▶ _Work order_
In the listing that follows, copy out each line that includes the word "monthly".

▶ _Material provided_

PR #352, opened 2024-09-23
Tweak behaviors of build and release CI workflows

altheaden:
Hello! With this PR I've tweaked some settings that @xylar and I have determined work out better in CI workflows on other repos. I've made the same changes here. These changes include:
1. All references to `mamba`/`mambaforge` have been removed and/or changed to `conda` and `Miniforge3`
2. The timeout for the `pre-commit` job has been upped to 5 minutes

---
Updated template from @forsyth2:

## Issue resolution
- Equivalent to https://github.com/E3SM-Project/e3sm_diags/pull/847, https://github.com/E3SM-Project/zppy/pull/621

This pull request is a minor adjustment that does not affect functional code.

## 1. Does this do what we want it to do?

Objectives:
- Run CI with `Miniforge3` rather than `mamabforge`
- Run CI with a longer timeout for pre-commit checks, to ensure enough running time for these checks to pass.
- [Note: the `cancel_others` change present in the equivalent pull requests is not needed here, since here that parameter isn't in the file to begin with.]

Required:
- [x] Product Management: I have confirmed with the stakeholders that the objectives above are correct and complete.
- [ ] Testing: I have added at least one automated test. Every objective above is represented in at least one test.
  - The existing CI checks on GitHub check this.
- [x] Testing: I have considered likely and/or severe edge cases and have included them in testing.

## 2. Are the implementation details accurate & efficient?

Required:
- [x] Logic: I have visually inspected the entire pull request myself.

## 3. Is this well documented?

Required:
- [ ] Documentation: by looking at the docs, a new user could easily understand the functionality introduced by this pull request.
 - This change does not require new documentation.

## 4. Is this code clean?

Required:
- [x] Readability: The code is as simple as possible and well-commented, such that a new team member could understand what's happening.
- [x] Pre-commit checks: All the pre-commits checks have passed.

PR #351, opened 2024-09-23
Update supported python versions

altheaden:
Support for Python 3.8 (and lower) has been dropped from `conda-forge`, so I've updated the lower bounds of supported versions here accordingly.

---
Updated template from @forsyth2:

## Issue resolution
- Equivalent to https://github.com/E3SM-Project/e3sm_diags/pull/844

This pull request is a minor adjustment that would increment the patch version.

## 1. Does this do what we want it to do?

Objectives:
- Make Python 3.9 the oldest supported Python version in zstash.

Required:
- [x] Product Management: I have confirmed with the stakeholders that the objectives above are correct and complete.
- [ ] Testing: I have added at least one automated test. Every objective above is represented in at least one test.
  - Existing unit tests are sufficient to cover this change.
- [x] Testing: I have considered likely and/or severe edge cases and have included them in testing.

## 2. Are the implementation details accurate & efficient?

Required:
- [x] Logic: I have visually inspected the entire pull request myself.

## 3. Is this well documented?

Required:
- [ ] Documentation: by looking at the docs, a new user could easily understand the functionality introduced by this pull request.
 - This change does not require new documentation.

## 4. Is this code clean?

Required:
- [x] Readability: The code is as simple as possible and well-commented, such that a new team member could understand what's happening.
- [x] Pre-commit checks: All the pre-commits checks have passed.

PR #353, opened 2024-10-02
Update pre-commit dependencies

altheaden:
This PR updates the dependencies within `.pre-commit-config.yaml` to their most recent versions. It also adds pre-commit CI which will hopefully auto-update these dependencies on a monthly basis.

---
Updated template from @forsyth2:

## Issue resolution
- Equivalent to https://github.com/E3SM-Project/zppy/pull/627

This pull request is a minor adjustment that does not affect functional code, aside from minor renamings.

## 1. Does this do what we want it to do?

Objectives:
- Update the dependencies within `.pre-commit-config.yaml` to their most recent versions.
- Include the pre-commit type changes/fixes introduced by this.
- Add pre-commit CI which will hopefully auto-update these dependencies on a monthly basis.

Required:
- [x] Product Management: I have confirmed with the stakeholders that the objectives above are correct and complete.
  - Changes to functional code are minimal. 
- [x] Testing: I have considered likely and/or severe edge cases and have included them in testing.

## 2. Are the implementation details accurate & efficient?

Required:

## 3. Is this well documented?

Required:
  - This change does not require new documentation.

## 4. Is this code clean?

Required:
- [x] Readability: The code is as simple as possible and well-commented, such that a new team member could understand what's happening.

### DIFF
--- a/.pre-commit-config.yaml
+++ b/.pre-commit-config.yaml
@@ -35,7 +35,8 @@ repos:
     rev: v1.11.2
     hooks:
       - id: mypy
-        args: ["--config=setup.cfg"]
+        args: ["--config=setup.cfg", "--install-types", "--non-interactive"]
+        exclude: test*
 
 # https://pre-commit.ci/#configuration
 ci:
--- a/.pre-commit-config.yaml
+++ b/.pre-commit-config.yaml
@@ -4,7 +4,7 @@ fail_fast: true
 
 repos:
   - repo: https://github.com/pre-commit/pre-commit-hooks
-    rev: v3.4.0
+    rev: v5.0.0
     hooks:
       - id: trailing-whitespace
       - id: end-of-file-fixer
@@ -12,19 +12,19 @@ repos:
         exclude: conda/meta.yaml
 
   - repo: https://github.com/psf/black
-    rev: 22.3.0
+    rev: 24.10.0
     hooks:
       - id: black
 
   - repo: https://github.com/PyCQA/isort
-    rev: 5.12.0
+    rev: 5.13.2
     hooks:
       - id: isort
 
   # Need to use flake8 GitHub mirror due to CentOS git issue with GitLab
   # https://github.com/pre-commit/pre-commit/issues/1206
   - repo: https://github.com/pycqa/flake8
-    rev: 3.8.4
+    rev: 7.1.1
     hooks:
       - id: flake8
         args: ["--config=setup.cfg"]
@@ -32,7 +32,12 @@ repos:
         exclude: analysis_data_preprocess
 
   - repo: https://github.com/pre-commit/mirrors-mypy
-    rev: v0.790
+    rev: v1.11.2
     hooks:
       - id: mypy
         args: ["--config=setup.cfg"]
+
+# https://pre-commit.ci/#configuration
+ci:
+  autofix_prs: false
+  autoupdate_schedule: monthly
--- a/zstash/extract.py
+++ b/zstash/extract.py
@@ -254,7 +254,7 @@ def extract_database(
     # This is because we may have different versions of the
     # same file across many tars.
     insert_idx: int
-    iter_inx: int
+    iter_idx: int
     insert_idx, iter_idx = 0, 1
     for iter_idx in range(1, len(matches)):
         # If the filenames are unique, just increment insert_idx.
@@ -350,7 +350,7 @@ def multiprocess_extract(
     workers_to_matches: List[List[FilesRow]] = [[] for _ in range(num_workers)]
     for db_row in matches:
         tar = db_row.tar
-        workers_idx: int
+        worker_idx: int
         for worker_idx in range(len(workers_to_tars)):
             if tar in workers_to_tars[worker_idx]:
                 # This worker gets this db_row.
--- a/zstash/extract.py
+++ b/zstash/extract.py
@@ -350,11 +350,11 @@ def multiprocess_extract(
     workers_to_matches: List[List[FilesRow]] = [[] for _ in range(num_workers)]
     for db_row in matches:
         tar = db_row.tar
-        worker_idx: int
-        for worker_idx in range(len(workers_to_tars)):
-            if tar in workers_to_tars[worker_idx]:
+        workers_idx: int
+        for workers_idx in range(len(workers_to_tars)):
+            if tar in workers_to_tars[workers_idx]:
                 # This worker gets this db_row.
-                workers_to_matches[worker_idx].append(db_row)
+                workers_to_matches[workers_idx].append(db_row)
 
     tar_ordering: List[str] = sorted([tar for tar in tar_to_size])
     monitor: parallel.PrintMonitor = parallel.PrintMonitor(tar_ordering)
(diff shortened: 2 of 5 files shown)


altheaden:
@forsyth2  Following the discussion in https://github.com/E3SM-Project/zppy/pull/627 I started making pre-commit changes here. The `flake8` fixes are straightforward but `mypy` is having issues that I'm not sure how to fix:
```bash
trim trailing whitespace.................................................Passed
fix end of files.........................................................Passed
check yaml...............................................................Passed
black....................................................................Passed
isort....................................................................Passed
flake8...................................................................Passed
mypy.....................................................................Failed
- hook id: mypy
- exit code: 1

zstash/globus.py:13: error: Library stubs not installed for "six.moves.urllib.parse"  [import-untyped]
zstash/hpss.py:7: error: Library stubs not installed for "six.moves.urllib.parse"  [import-untyped]
zstash/hpss.py:7: note: Hint: "python3 -m pip install types-six"
zstash/hpss.py:7: note: (or run "mypy --install-types" to install all missing stub packages)
zstash/hpss.py:7: note: See https://mypy.readthedocs.io/en/stable/running_mypy.html#missing-imports
zstash/hpss_utils.py:180: error: Unused "type: ignore" comment  [unused-ignore]
zstash/hpss_utils.py:219: error: Unused "type: ignore" comment  [unused-ignore]
zstash/create.py:11: error: Library stubs not installed for "six.moves.urllib.parse"  [import-untyped]
zstash/extract.py:353: error: Name "worker_idx" already defined on line 340  [no-redef]
zstash/extract.py:448: error: Unused "type: ignore" comment  [unused-ignore]
zstash/extract.py:543: error: Unused "type: ignore" comment  [unused-ignore]
Found 8 errors in 5 files (checked 29 source files)
```
I believe I've setup the dev environment appropriately (although I could have messed that up), but I am not sure how to approach fixing this. I can keep looking into it but I figured I would update here in case it's just something I'm doing wrong with my setup.

forsyth2:
Hmm I don't think I've seen errors like this before.

.pre-commit-config.yaml
```diff
@@ -4,35 +4,41 @@ fail_fast: true
...
         additional_dependencies: [flake8-isort]
         exclude: analysis_data_preprocess
 
   - repo: https://github.com/pre-commit/mirrors-mypy
-    rev: v0.790
+    rev: v1.11.2
     hooks:
       - id: mypy
-        args: ["--config=setup.cfg"]
+        args: ["--config=setup.cfg", "--install-types", "--non-interactive"]
```
altheaden, line 38: I added these two arguments which auto-fix the importing errors which were apparently added in a previous `mypy` update as discussed here: https://www.github.com/python/mypy/issues/10632#issuecomment-863332698

zstash/extract.py
```diff
@@ -350,7 +350,7 @@ def multiprocess_extract(
     workers_to_matches: List[List[FilesRow]] = [[] for _ in range(num_workers)]
     for db_row in matches:
         tar = db_row.tar
-        workers_idx: int
+        worker_idx: int  # type: ignore
```
altheaden, line 353: This may not be the ideal way to solve this error, but I don't really want to change the code when I'm not familiar with the overall context.

zstash/extract.py
```diff
@@ -350,7 +350,7 @@ def multiprocess_extract(
     workers_to_matches: List[List[FilesRow]] = [[] for _ in range(num_workers)]
     for db_row in matches:
         tar = db_row.tar
-        workers_idx: int
+        worker_idx: int
```
altheaden, line 353: This rename was to match the index variable in the following for loop, but it was obscuring a different error (redundant variable definition) which `mypy` is picking up on now. I'll leave this for somebody who knows the code better to sort out, but it seems like a pretty easy fix.

altheaden:
@forsyth2 This branch is sorted out to the extent that I feel comfortable changing the code, but there is one remaining `mypy` error which I've pointed out above. It looks like a relatively easy fix would be to rename one of the index variables, but I wanted to leave that change for somebody else to make sure it gets fixed correctly. 

I fixed the importing errors `mypy` was complaining about (see my first comment above) but the fix could impact things if it's automatically finding the wrong library stubs. 

Please let me know if there is anything else I can help with, or if I should change anything here.

zstash/extract.py
forsyth2: Ah ok so, the whole relevant block on the `main` branch` is
```
    # Using a greedy approach, populate workers_to_tars.
    for _, tar in enumerate(tar_to_size):
        # The worker with the least work should get the current largest amount of work.
        workers_work: int
        worker_idx: int
        workers_work, worker_idx = heapq.heappop(work_to_workers)
        workers_to_tars[worker_idx].add(tar)
        # Add this worker back to the heap, with the new amount of work.
        worker_tuple: Tuple[float, int] = (workers_work + tar_to_size[tar], worker_idx)
        # FIXME: error: Cannot infer type argument 1 of "heappush"
        heapq.heappush(work_to_workers, worker_tuple)  # type: ignore

    # For worker i, workers_to_matches[i] is a list of
    # matches from the database for it to process.
    workers_to_matches: List[List[FilesRow]] = [[] for _ in range(num_workers)]
    for db_row in matches:
        tar = db_row.tar
        workers_idx: int
        for worker_idx in range(len(workers_to_tars)):
            if tar in workers_to_tars[worker_idx]:
                # This worker gets this db_row.
                workers_to_matches[worker_idx].append(db_row)
```

So yeah once `workers_idx: int` is changed to `worker_idx: int` to actually match the variable in this loop, `mypy` complains because we're attempting to re-defined a variable from the previous loop. It looks like in practice that doesn't actually matter since each occurrence of `worker_idx` stays inside its scoping (i.e. its loop), but `mypy` doesn't have a way to know that.

I think here I'd say to actually keep it defined as `workers_idx: int` and change that one loop accordingly:
```
        workers_idx: int
        for workers_idx in range(len(workers_to_tars)):
            if tar in workers_to_tars[workers_idx]:
                # This worker gets this db_row.
                workers_to_matches[workers_idx].append(db_row)
```

zstash/hpss_utils.py
```diff
@@ -216,7 +216,7 @@ def add_file(
                     blocks += 1
                 # Increase the offset by the amount already saved to the tar
                 # FIXME: error: "TarFile" has no attribute "offset"
-                tar.offset += blocks * tarfile.BLOCKSIZE  # type: ignore
+                tar.offset += blocks * tarfile.BLOCKSIZE
```
forsyth2, line 219: If these lines are passing in `mpy` now, we can probably remove all the error comments on the lines directly above.

altheaden: Sure, I'll take those out right now.

zstash/extract.py
altheaden: OK, I will do that!

altheaden:
@forsyth2 Those changes should be sorted now, looks like everything is passing now as expected.

forsyth2:
@altheaden Ok it looks like I've now merged in all your open PRs (https://github.com/E3SM-Project/zppy/pull/620 / https://github.com/E3SM-Project/zppy/pull/630, https://github.com/E3SM-Project/zppy/pull/621, https://github.com/E3SM-Project/zppy/pull/627 in `zppy` and #351, #352, #353 in `zstash`). Thanks so much for working on these!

▶ _Completed exercise_
This PR updates the dependencies within `.pre-commit-config.yaml` to their most recent versions. It also adds pre-commit CI which will hopefully auto-update these dependencies on a monthly basis.
- Add pre-commit CI which will hopefully auto-update these dependencies on a monthly basis.
+  autoupdate_schedule: monthly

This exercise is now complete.